Protozoan parasites cause serious human and
zoonotic infections, including life-threatening diseases such as
malaria, African and
American trypanosomiasis, and
leishmaniasis. These diseases are no more common in the developed world, but together they still threaten about 40% of the world population (WHO estimates). Mortality and morbidity are high in developing countries, and the lack of
vaccines makes
chemotherapy the only suitable option. However, available
antiparasitic drugs are hampered by more or less marked toxic side effects and by the emergence of drug resistance. As the main prevalence of
parasitic diseases occurs in the poorest areas of the world, the interest of the
pharmaceutical companies in the development of new drugs has been traditionally scarce.
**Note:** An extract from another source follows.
Issue #4940, opened 2021-12-06
TypeScript: Incompatible `'aria-invalid'` types for `Select`


prichey:
I'm having some issues satisfying TypeScript when upgrading from `react-select` v4 (4.3.1) to v5 (5.2.1).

The establishment of public-private partnerships focused on tropical diseases is changing this situation, allowing the exploitation of the technological advances that took place during the past decade related to genomics, proteomics, and in silico
drug discovery approaches. These techniques allowed the identification of new molecular targets that in some cases are shared by different parasites. In this review we outline the recent developments in the fields of
protease and
topoisomerase inhibitors, antimicrobial and
cell-penetrating peptides, and RNA interference. We also report on the rapidly developing field of new vectors (micro and nano particles, mesoporous materials) that in some cases can cross host or parasite natural barriers and, by selectively delivering new or already in use drugs to the target site, minimize dosage and side effects.